PR #70, opened 2022-04-04
Spartan Backend

jkwoods:
Notes:
 - C -> r1cs -> spartan compilation is still halted by [this line](https://github.com/circify/circ/blob/8c8e7049146e1a326226ab8f04d6fd0b7a3d14f2/src/front/c/mod.rs#L658), which I'm assuming is in progress. If this line is commented out, works as expected for me.
 - run by using `--action spartan`
 - Let me know if you want me to make a circ field for the Spartan modulus/field. I didn't want to mess with defaults/don't know what the standard is for added things like this.
 - This is my first time writing rust, criticism welcome.


kwantam:
Thanks, this is awesome!

By the Spartan modulus, do you mean the field whose cardinality equals the Curve25519 group order?

@alex-ozdemir may have other thoughts, but I wonder if we shouldn't consider delaying this until we cut apart the codebase into separate modules (which I still think is the right thing to do!) and then make this one of those modules.

jkwoods:
Yes, that is exactly what I mean by Spartan modulus. Spartan uses the prime order group ristretto255 on top of Curve25519.

kwantam:
:+1: one or the other of us can add it in the `circ_fields` sub-crate

kwantam:
Hm, we probably also need to do a better job with field selection based on features.

I'm happy to look at the circ_fields edits. Sorry that I haven't fully macro-ified yet...

jkwoods:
━━━━━━━━━━━━━━━━━━━━
:: What you need to do ::
Above are some records; copy exactly the lines from the one with "Thanks, this is awesome!" through the one with "By the Spartan", both included, and no others.

:: Written response ::
Thanks, this is awesome!

By the Spartan modulus, do you mean the field whose cardinality equals the Curve25519 group order?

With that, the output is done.